Additional Information and Where to Find It
This communication may be deemed to be solicitation material in respect of the proposed acquisition of Cincinnati Bell by MIRA. In connection with the proposed acquisition, Cincinnati Bell intends to file relevant materials with the United States Securities and Exchange Commission (“SEC”), including Cincinnati Bell’s proxy statement in preliminary and definitive form. Shareholders of Cincinnati Bell are urged to read all relevant documents filed with the SEC, including Cincinnati Bell’s proxy statement when it becomes available, because they will contain important information about the proposed merger and the parties to the proposed merger.
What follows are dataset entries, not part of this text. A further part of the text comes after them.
PR #389, opened 2026-07-04
Notify attendees when a calendar event is about to start

### LINKED ISSUE #313: Calendar event notifications

melody-harmonic:
Fixes #313

## Design

Follows the `DeadlineEventJob` pattern exactly:

- **`CalendarEventStartingJob`** (new, minutely via sidekiq-cron) scans all tenants for calendar events with `starts_at` within a 1-hour lead window, fires a `commitment.starting` event, and marks a new `commitments.starting_event_fired_at` column *before* dispatching so a mid-flight failure can't double-fire. An `ends_at > now` guard keeps the pre-existing backlog of past events from firing a notification blast on deploy.
- **`NotificationDispatcher`** handles `commitment.starting` by notifying the creator plus all committed participants ("Starting soon: <title>", body = time range · location, linking to the event).
- **New notification type `event_starting`** ("Event starting soon") added to `Notification::NOTIFICATION_TYPES`, `DEFAULT_NOTIFICATION_PREFERENCES` (in-app + web push on, email off), and `NOTIFICATION_TYPE_LABELS`, so users can tune channels per the existing preferences UI. The registry sync test covers this.
- **Reschedule handling**: a `before_save` hook on Commitment clears `starting_event_fired_at` when `starts_at` moves to a time outside the lead window — a rescheduled event re-notifies for its new time, but nudging an imminent event by a few minutes doesn't re-ping (pairs with #321/PR #385, which makes event dates editable).
- `commitment.starting` also flows to webhooks/automations like any other event; documented in the automation YAML reference.

## Tests

8 job tests mirroring `deadline_event_job_test.rb`: fires within lead window, notifies creator + participants, skips far-future / already-ended / soft-deleted events, no double-fire, re-arm on reschedule, no re-arm on imminent nudge. Ran alongside the deadline job, tenant-user registry, and cron-schedule suites (71 runs, 0 failures); `srb tc` clean (Commitment RBI regenerated).

Note: `db/structure.sql` here contains only this branch's change; if this merges after #388 (which also touches structure.sql) the schema_migrations insert may need a trivial conflict resolution.

### DIFF
--- a/app/jobs/calendar_event_starting_job.rb
+++ b/app/jobs/calendar_event_starting_job.rb
@@ -1,69 +1,111 @@
 # typed: true
 # frozen_string_literal: true
 
-# CalendarEventStartingJob fires a commitment.starting event shortly before a
-# calendar event's start time, so attendees get a heads-up notification (see
-# NotificationDispatcher#handle_commitment_starting_event). It runs every
-# minute via sidekiq-cron and mirrors DeadlineEventJob: query across all
-# tenants, mark fired before dispatching so a failure can't re-fire.
+# CalendarEventStartingJob fires the two start-related events for calendar
+# events, so attendees get notified both ahead of time and at the moment the
+# event begins (see NotificationDispatcher#handle_commitment_starting_soon_event
+# and #handle_commitment_starting_event):
+#
+#   - commitment.starting_soon — a heads-up LEAD_TIME before starts_at
+#   - commitment.starting      — when starts_at is reached
+#
+# It runs every minute via sidekiq-cron and mirrors DeadlineEventJob: query
+# across all tenants, mark fired before dispatching so a failure can't re-fire.
 class CalendarEventStartingJob < SystemJob
   extend T::Sig
 
   queue_as :default
 
   MAX_PER_RUN = 100
-  # How far before starts_at the heads-up fires.
+  # How far before starts_at the "starting soon" heads-up fires.
   LEAD_TIME = 1.hour
+  # How long after starts_at we'll still fire the "starting" event. Keeps the
+  # backlog of long-running events that were already underway at deploy time
+  # (or when the job was down) from firing a stale "starting now" blast; the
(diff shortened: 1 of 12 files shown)


danallison:
i think we need to be more clear and explicit about the difference between a calendar event _starting_ vs _starting soon_, and we should have notifications for both. ideally, users could configure how far in advance to be notified/reminded about a given event, but that's out of scope for now. for now, let's just make the two notification events: starting and starting soon.

melody-harmonic:
Done in 9ccfa5ca — split into two distinct events, each with its own notification type, fired-at column, and reschedule re-arm:

- **`commitment.starting_soon`** → `event_starting_soon` ("Starting soon: …"): the heads-up, fires `LEAD_TIME` (1h) before `starts_at`.
- **`commitment.starting`** → `event_starting` ("Starting now: …"): fires when `starts_at` is actually reached. Bounded by a `STARTED_GRACE` (5m) window so the backlog of already-underway events doesn't blast a stale "starting now" on deploy.

The single minutely job now processes both scopes. Per-event advance-notice timing is still out of scope as you noted. Registry/prefs/labels and the automation event reference cover both; 12 job tests green (soon + starting fire/notify/dedup/reschedule paths), `srb tc` clean.

Still `CONFLICTING` on `db/structure.sql` vs #388 — trivial column-list + schema_migrations resolution at merge, same as flagged in the description.

danallison:
please resolve the merge conflict

melody-harmonic:
Conflict resolved — rebased onto `origin/main` (which had advanced past #380). Only `db/structure.sql` collided: kept both migration versions (`20260704010000` from this branch alongside main's `20260703120000`), no schema divergence. Now **MERGEABLE**, CI re-running.

While here I also rebased the two sibling PRs that #380's merge had re-conflicted the same way — #388 (structure.sql) and #387 (a test-file overlap where main's calendar-schedule tests and this branch's critical-mass tests were inserted at the same spot; kept both). All three are green-pending and mergeable now.

PR #95, opened 2015-12-03
added json_row output format

mikethebeer:
prints a json dataset row-by-row in separate lines

### DIFF
--- a/src/crate/crash/outputs.py
+++ b/src/crate/crash/outputs.py
@@ -56,6 +56,7 @@ class OutputWriter(object):
             'raw': self.raw,
             'mixed': self.mixed,
             'dynamic': self.dynamic,
+            'json_row': self.json_row
         }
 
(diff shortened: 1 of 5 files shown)


src/crate/crash/outputs.py
```diff
@@ -144,6 +142,17 @@ def dynamic(self, result):
             return self.mixed(result)
         else:
             return self.tabular(result)
+    
+    def json_row(self, result):
+        obj = [dict(zip(result.cols, x)) for x in result.rows]
```
chaudum:
```py
rows = (dict(zip(result.cols, x)) for x in result.rows)
 for row in rows:
    ...
```

chaudum: yield inside loop!

chaudum:
ack. please wait for green travis

PR #97, opened 2015-12-13
add python 3.5 to travis.yml

mfussenegger:


.travis.yml
```diff
@@ -4,12 +4,20 @@ python:
     - 2.7
     - 3.3
     - 3.4
+    - 3.5
+    - pypy
+    - pypy3
+    - nightly
```
chaudum: would make nightly optional ;)

chaudum:
otherwise ack

.travis.yml
mfussenegger: done

PR #112, opened 2016-02-12
json output: order keys by the select list

mfussenegger:
E.g.

    select x, y

Results in

    {
        "x",
        "y"
    }

And

    select y, x

results in

    {
        "y",
        "x"
    }

Instead of having a random order


chaudum:
ack

PR #115, opened 2016-03-10
update prompt-toolkit to 0.59

mfussenegger:
Contains some bug fixes and performance improvements.


chaudum:
the versions of `Pygments` and `wcwidth` did not change, so would be nice if the position of them in the `versions.cfg` would not change.
otherwise ack

PR #116, opened 2016-03-10
move KeyboardInterrupt handling into repl

mfussenegger:
Catching KeyboardInterrupt in the CrateCmd makes it impossible to
interrupt processes that use the CrateCmd class (Like the doctests in
Crate do)

This commit moves the KeyboardInterrupt handling into the repl module so
that it will only be caught if crash is used interactively. (That was
the original intention when it was added.)


seut:
ack

PR #122, opened 2016-04-01
fix: cancel query statement on windows

mikethebeer:


src/crate/crash/printer.py
```diff
@@ -45,6 +45,8 @@ def write(self, line, end=''):
                 print(line.encode('utf-8').decode('ascii', 'replace'), end=end)
             except UnicodeEncodeError:
                 print(line.encode('utf-8').decode('ascii', 'ignore'), end=end)
+            except KeyboardInterrupt:
+                raise KeyboardInterrupt
```
bogensberger: just raise should also do it

mikethebeer:
fix is not necessary anymore. Bug was related to `prompt_toolkit` and is already updated in `master`.

PR #123, opened 2016-04-19
Enable/disable autocomplete

chaudum:
It is now possible to disable autocompletion using ``--no-autocomplete`` command line argument and to toggle autocomplete using the ``\autocomplete`` crash command.

### DIFF
--- a/CHANGES.txt
+++ b/CHANGES.txt
@@ -5,8 +5,12 @@ Changes for crash
 Unreleased
 ==========
 
+ - It is now possible to disable autocompletion using ``--no-autocomplete``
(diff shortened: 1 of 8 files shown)


mfussenegger:
I think we should consider adding a generic command for options that change the behaviour of crash e.g `\cset autocomplete on` or `\cset format dynamic`

But ack anyway

chaudum:
I think that is a good idea @mfussenegger , especially in combination with a configuration file.
Guess that is something for a fun Friday evening with a pint ... 🤔

ChrisChinchilla:
Some small fixes @chaudum

celaus:
ACK

PR #125, opened 2016-05-13
Update prompt-toolkit to 1.0.0

mfussenegger:
Includes a lot of of VI mode improvements!

And the following change makes our `get_height` override unnecessary:

 - Only reserve menu space when `complete_while_typing=True` or when
   there are completions to be displayed.


chaudum:
ack

PR #128, opened 2016-05-21
configuration file

chaudum:


mfussenegger:
lgtm :+1:

src/crate/crash/command.py
```diff
@@ -68,24 +69,65 @@ def emit(self, record):
 HISTORY_FILE_NAME = 'crash_history'
 HISTORY_PATH = os.path.join(USER_DATA_DIR, HISTORY_FILE_NAME)
 
+USER_CONFIG_DIR = user_config_dir("Crate", "Crate")
+CONFIG_FILE_NAME = 'crash.cfg'
+CONFIG_PATH = os.path.join(USER_CONFIG_DIR, CONFIG_FILE_NAME)
```
aelesbao: wouldn't it be easier for the user to use have default path as `$HOME/.crash`? it took me some googling to find out which would be the default path on mac os

bogensberger:
ack

src/crate/crash/command.py
mfussenegger: @aelesbao `$HOME/.crash` wouldn't work for windows users and putting everything just in the HOME directory has become kinda bad practice. There's the [XDG Base Directory Spec](https://specifications.freedesktop.org/basedir-spec/basedir-spec-latest.html) which we support so you can actually control where to put the config files by setting environment variables

PR #129, opened 2016-06-01
Remove note about DELETE rowcount

mfussenegger:
In Crate 0.55 the DELETE statements will have a rowcount (unless it's
done on a partitioned table and partitions are removed)


chaudum:
ack

PR #134, opened 2016-06-23
fixed read file command for legacy python

### LINKED ISSUE #133: \r <file> command does not work when using legacy Python 2
`open()` does not have `encoding` keyword` in python 2
https://github.com/crate/crash/blob/master/src/crate/crash/commands.py#L63

reported by @chdupuy in slack channel:
```
I only have this, even with crash -v : 
cr> \connect xxxxxxxxxxxxx:4200
+-------------------------------+------------------------------------------------------+---------+-----------+---------+
| server_url                    | node_name                                            | version | connected | message |
+-------------------------------+------------------------------------------------------+---------+-----------+---------+
| http://xxxxxxxxxxxxxxxxx:4200 |        crate-db-d393630c-ddd7-4cba-ab94-aa96889558ed | 0.54.9  | TRUE      | OK      |
+-------------------------------+------------------------------------------------------+---------+-----------+---------+
CONNECT OK
CLUSTER CHECK OK
cr> \r creation_base.sql
'encoding' is an invalid keyword argument for this function
help: r
read and execute statements from a file 
cr>
```

<bountysource-plugin>
---
Want to back this issue? **[Post a bounty on it!](https://www.bountysource.com/issues/35392789-r-file-command-does-not-work-when-using-python-2?utm_campaign=plugin&utm_content=tracker%2F505665&utm_medium=issues&utm_source=github)** We accept bounties via [Bountysource](https://www.bountysource.com/?utm_campaign=plugin&utm_content=tracker%2F505665&utm_medium=issues&utm_source=github).
</bountysource-plugin>

chaudum:
fixes #133

### DIFF
--- a/src/crate/crash/commands.py
+++ b/src/crate/crash/commands.py
@@ -60,9 +60,9 @@ class ReadFileCommand(Command):
         return glob.glob(text + '*.sql')
 
     def __call__(self, cmd, filename, *args, **kwargs):
-        with open(filename, 'r', encoding='utf-8') as f:
+        with open(filename, 'rb') as f:
             for line in f:
-                cmd.process(line)
+                cmd.process(line.decode('utf-8'))
 
 
 class SwitchFormatCommand(Command):
--- a/src/crate/crash/test_commands.py
+++ b/src/crate/crash/test_commands.py
@@ -1,3 +1,5 @@
+# -*- coding: utf-8; -*-
+# vi: set encoding=utf-8
 # Licensed to CRATE Technology GmbH ("Crate") under one or more contributor
 # license agreements.  See the NOTICE file distributed with this work for
 # additional information regarding copyright ownership.  Crate licenses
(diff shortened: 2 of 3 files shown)


src/crate/crash/test_commands.py
```diff
@@ -17,13 +19,18 @@
...
+import tempfile
 from unittest import TestCase
 from mock import patch
 from .commands import ReadFileCommand, ToggleAutocompleteCommand
 
 
 class ReadFileCommandTest(TestCase):
 
+    def setUp(self):
+        self.tmp_dir = tempfile.mkdtemp()
```
mfussenegger: > The user of mkdtemp() is responsible for deleting the temporary directory and its contents when done with it.

src/crate/crash/commands.py
```diff
@@ -60,9 +60,9 @@ def complete(self, cmd, text):
         return glob.glob(text + '*.sql')
 
     def __call__(self, cmd, filename, *args, **kwargs):
-        with open(filename, 'r', encoding='utf-8') as f:
+        with open(filename, 'rb') as f:
```
mfussenegger: fyi: Could also have used `os.open` - but this is just as good =)

src/crate/crash/test_commands.py
```diff
@@ -17,13 +19,23 @@
...
+
+    def tearDown(self):
+        if os.path.exists(self.tmp_dir):
+            shutil.rmtree(self.tmp_dir)
```
mfussenegger: fyi: There is also a `ignore_errors` parameter - has the advantage that there is no race condition

mfussenegger:
lgtm

PR #143, opened 2016-07-18
use correct statement for displaying node check in startup

kovrus:


src/crate/crash/command.py
```diff
@@ -275,7 +275,7 @@ def _connect(self, server):
             self.logger.info('CONNECT OK')
 
             """ check for failing node and cluster checks """
```
chaudum: there should not be a docstring
if, only a comment

chaudum:
lgtm

PR #8094, opened 2026-04-29
feat: add AsyncReadExt::read_interruptible()

vojtechkral:
Adds `AsyncReadExt::read_interruptible()`

## Motivation

I find myself sometimes in a need of stopping async reader(s) based on a future for graceful shutdown.

I'm already using this code in a project so I thought might as well offer that for upstreaming, in case others find it useful. (If not that's ok too.)

## Solution

The usual, a method on the `AsyncReadExt` trait returning a wrapper.


Darksonn:
Please use [`run_until_cancelled`][1] or `tokio::select!` instead.

[1]: https://docs.rs/tokio-util/latest/tokio_util/sync/struct.CancellationToken.html#method.run_until_cancelled

PR #8095, opened 2026-04-29
sync: reset Chan::rx_waker in chan::Rx's Drop impl

TheJokr:
## Motivation

I recently fixed a memory leak in an application where tokio's RawTask storage was being kept alive by a leaked Waker. The task itself was polling an `mpsc::Receiver` before then being aborted. During cleanup, all references to the RawTask were dropped, except for the one stored in `mpsc::chan::Chan::rx_waker`. While the `Receiver` was dropped as part of the task's future, one of the channel's `Sender`s was leaked outside the task. This meant the `Chan` was never dropped and its `rx_waker` contained the leaked Waker.

I fixed the leak by properly cleaning up the `Sender`, but I also think keeping `rx_waker` around in this case is unnecessary. Once `chan::Rx` is dropped, it can't be polled anymore, so waking up the registered task will always be spurious. (In my case above, `Chan` itself would still be leaked, of course.)

## Solution

Reset `rx_waker` explicitly in `impl Drop for Rx` using `AtomicWaker::take_waker` and add a regression test to illustrate the problem.

### DIFF
--- a/tokio/src/sync/mpsc/chan.rs
+++ b/tokio/src/sync/mpsc/chan.rs
@@ -517,6 +517,11 @@ impl<T, S: Semaphore> Drop for Rx<T, S> {
                 sem: &self.inner.semaphore,
             };
 
+            // When Rx is dropped, there is nothing for a task to poll anymore.
+            // This means we can drop our waker to potentially free up resources.
+            // Do so before draining the channel where panics may occur.
+            self.inner.rx_waker.take_waker();
+
             guard.drain();
         });
     }
--- a/tokio/tests/sync_mpsc.rs
+++ b/tokio/tests/sync_mpsc.rs
@@ -1533,4 +1533,38 @@ fn drop_all_elements_during_panic() {
     // `mpsc::Chan`'s drop is called, freeing the `Block` memory allocation.
 }
 
+/// A task's wakers keep its memory allocation alive. This test ensures
+/// `mpsc::channel` releases the rx waker immediately upon drop to potentially
+/// free up resources.
+#[test]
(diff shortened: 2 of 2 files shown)


martin-g (approved):

TheJokr:
@martin-g I see you approved this. Can we merge the PR, or is there something else that needs to be done first?

tokio/src/sync/mpsc/chan.rs
```diff
@@ -519,6 +519,10 @@ impl<T, S: Semaphore> Drop for Rx<T, S> {
 
             guard.drain();
```
Darksonn, line 525: What if dropping one of the values panics here? Please add a test for that.

TheJokr: Good point, I've moved the `take_waker()` call up before the channel is drained. I'm not sure this scenario can happen in practice though. If the waker was set, but the channel also contained an item, then either:
1. The waker was set first and should have been woken when the item was added, or
2. The item was added first and no waker should have been registered in the first place

As far as I can tell, `AtomicWaker` ensures that 1) would still result in the waker being woken immediately after being registered.

There is a test for the general case of items having a panicking Drop impl already in `tests/sync_mpsc.rs`.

Investors and shareholders are able to obtain the documents (once available) free of charge at the SEC’s website at www.sec.gov, or free of charge from Cincinnati Bell at investor.cincinnatibell.com or by directing a request to Cincinnati Bell’s Investor Relations Department at 1-800-345-6301 or firstname.lastname@example.org.
Participants in the Solicitation
Cincinnati Bell and its directors, executive officers and other members of management and employees, under SEC rules, may be deemed to be “participants” in the solicitation of proxies from shareholders of Cincinnati Bell in favor of the proposed merger with MIRA. Information about Cincinnati Bell’s directors and executive officers is set forth in Cincinnati Bell’s Proxy Statement on Schedule 14A for its 2019 Annual Meeting of Shareholders, which was filed with the SEC on March 19, 2019, and its Annual Report on Form 10-K for the fiscal year ended December 31, 2019, which was filed with the SEC on February 24, 2020. These documents may be obtained free of charge from the sources indicated above. Additional information regarding the interests of these participants which may, in some cases, be different than those of Cincinnati Bell’s shareholders generally, will also be included in Cincinnati Bell’s proxy statement relating to the proposed merger with MIRA, when it becomes available.